TASK DESCRIPTION: Filter the entries that follow, copying every line in which the word "apimachinery" appears.

Saved data entries
>>>

PR #3796, opened 2026-04-16
validate OCS channel using PackageManifest entries instead of currentCSV

malayparida2000:
Compare subscription.status.installedCSV to
status.channels[].entries[].name for the subscription channel instead of currentCSV alone. currentCSV is the catalog head; entries include older patches on the same channel, so we no longer require the cluster to be on the channel tip while still rejecting the case where spec.channel has moved but installedCSV is not yet on the new channel graph.

Fixes-https://redhat.atlassian.net/browse/DFBUGS-6516

### DIFF
--- a/services/provider/server/server.go
+++ b/services/provider/server/server.go
@@ -955,28 +955,36 @@ func (s *OCSProviderServer) isSubscriptionChannelValid(ctx context.Context, subs
 		klog.Infof("channels not found in PackageManifest %q", packageManifest.GetName())
 		return false, nil
 	}
-	var expectedCSVName string
 	for _, ch := range channels {
 		chMap, ok := ch.(map[string]any)
 		if !ok {
 			continue
 		}
-		if chMap["name"].(string) == channelName {
-			expectedCSVName, ok = chMap["currentCSV"].(string)
-			if !ok {
-				klog.Infof("currentCSV not found or invalid in channel %s", channelName)
-				return false, nil
-			}
-			break
+		if chn, ok := chMap["name"].(string); !ok || chn != channelName {
+			continue
 		}
-	}
-	if installedCSVName != expectedCSVName {
-		klog.Infof("installed CSV %q does not match expected %q", installedCSVName, expectedCSVName)
+		entries, ok := chMap["entries"].([]any)
+		if !ok {
+			klog.Infof("channel %q in PackageManifest %q has no entries", channelName, packageManifest.GetName())
+			return false, nil
+		}
+		for _, entry := range entries {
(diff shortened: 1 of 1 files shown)


services/provider/server/server.go
```diff
@@ -955,28 +955,48 @@ func (s *OCSProviderServer) isSubscriptionChannelValid(ctx context.Context, subs
...
+		for _, entry := range entries {
+			entryMap, ok := entry.(map[string]any)
 			if !ok {
-				klog.Infof("currentCSV not found or invalid in channel %s", channelName)
-				return false, nil
+				continue
+			}
+			entryCSVName, ok := entryMap["name"].(string)
+			if ok && entryCSVName != "" {
+				expectedCSVNames = append(expectedCSVNames, entryCSVName)
```
leelavg, line 981: why not `if ok && entryCSVName != "" && entryCSVName == installedCSVName { return true, nil }`?

leelavg (commented):
thanks for disclosing AI assisted and at the same time I suggest to scrutinize the code more before review, there is good amount of redundancy in this code.

malayparida2000:
@leelavg Have updated the PR now, Claude didn't really do a fine job when left unattended 😅.

malayparida2000:
basic validation from the e2e run logs

`2026-04-23T08:45:01.473697226Z I0423 08:45:01.473661       1 server.go:987] subscription for "ocs-operator" with channel "operator-sdk-run-bundle" is valid with installed CSV "ocs-operator.v4.22.0"`

services/provider/server/server.go
```diff
@@ -961,28 +955,38 @@ func (s *OCSProviderServer) isSubscriptionChannelValid(ctx context.Context, subs
...
-				return false, nil
+				continue
+			}
+			entryCSVName, ok := entryMap["name"].(string)
+			if !ok || entryCSVName == "" {
+				continue
+			}
+			if entryCSVName == installedCSVName {
+				klog.Infof("subscription for %q with channel %q is valid with installed CSV %q", subscription.Spec.Package, channelName, installedCSVName)
+				return true, nil
```
leelavg: already too many `continue`, can you do `ok && entryCSVName == installedCSVName`? one nit if can be solved, the log statement at 985 referencing the detail inferred at line 963, too much distant with multiple exist points in between.

malayparida2000: Updated the continue logic.
Can't think of any clever way to solve the log thing without restructuring.
In the current format, only after we traverse the whole list of channels can we conclude we did not find our channelName.

leelavg (approved):

PR #3797, opened 2026-04-16
Update Go version & direct dependecy package versions of ocs-operator

malayparida2000:


services/provider/api/go.mod
```diff
@@ -5,98 +5,100 @@ go 1.25.8
...
-	sigs.k8s.io/structured-merge-diff/v6 v6.3.2 // indirect
+	sigs.k8s.io/structured-merge-diff/v6 v6.4.0 // indirect
 	sigs.k8s.io/yaml v1.6.0 // indirect
 )
 
 require (
-	github.com/noobaa/noobaa-operator/v5 v5.0.0-20251118072940-a392e524a776
-	k8s.io/apimachinery v0.35.3
+	github.com/noobaa/noobaa-operator/v5 v5.21.0
+	k8s.io/apimachinery v0.35.4
```
iamniting: As these are direct dependencies can you move them in the first require section

iamniting (changes requested):

services/provider/api/go.mod
malayparida2000: Yeah, right, seems like this separate blob was left out previously. Updated now

iamniting (approved):

PR #327, opened 2022-01-14
Add author email to homepage

chrishtr:


pavpanchekha (approved):
Let's put it on the same line as the Patreon thing, either way let's merge and push.

PR #329, opened 2022-01-15
Add an implementation of setTimeout to chapter 12

chrishtr:
This accomplishes the following:
* Justifies the addition of Task and TaskQueue via an example
* Starts to flesh out what will become the MainThreadEventLoop
* Introduces threading a little bit earlier in the chapter
* Gives a concrete example of why scheduling and event loops are needed

### DIFF
--- a/book/scheduling-and-threading.md
+++ b/book/scheduling-and-threading.md
@@ -169,15 +169,15 @@ But now it's pretty clear that we have a lot more control over when to run
 scripts. For example, it's easy to make a change to `TaskRunner` to only run
 one script per second, or to not run them at all during page load, or when a
 tab is not the active tab. This flexibilty is quite powerful, and we can use it
-without having to dive into the guts of a `Tab` or how it loads web pages at
-all---all we'd have to do is implement a new `TaskRunner` heuristic.
+without having to dive into the guts of a `Tab` or how it loads web pages---all
+we'd have to do is implement a new `TaskRunner` heuristic.
 
 Now for the fun part I promised. Let's implement the
 [`setTimeout`][settimeout] JavaScript API, which provides a way to run
 JavaScript a given number of milliseconds from now. In terms of the JavaScript
 and Python communication, it'll use an approach with handles, similar to the
 `addEventListener` code we added in [Chapter 9](scripts.md#event-handling).
-The new part will be our first use of Python threads.
+The *new* part will be our first use of Python threads.
 
 [settimeout]: https://developer.mozilla.org/en-US/docs/Web/API/setTimeout
 
--- a/book/scheduling-and-threading.md
+++ b/book/scheduling-and-threading.md
@@ -34,7 +34,7 @@ feature of modern browsers.
 Task queues
 ===========
 
-At the moment, our browser has a lot of work tangled up, and it will take some
+At the moment, our browser has a lot of entangled code, and it will take
 substantial work to put everything in tasks on event loops. Let's start by
 defining the infrastructure of event loops, and then move JavaScript
 tasks to the new infrastructure. Then we can reward ourselves for this
@@ -59,12 +59,9 @@ it.[^event-loop] The job of the event loop is to schedule tasks
 [chapter 11](visual-effects.md#sdl-creates-the-window) (before that, we used
 `tkinter.mainloop`).
 
-Let's implement the `Task` and `TaskQueue` classes. Then we can move all of the
-event loop tasks into task queues later in the chapter.
-
-A `Task` encapsulates some code to run in the form of a function, plus arguments
-to that function.[^task-notes] A `TaskQueue` is simply a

<<<

EXERCISE RESPONSE:
-	k8s.io/apimachinery v0.35.3
+	k8s.io/apimachinery v0.35.4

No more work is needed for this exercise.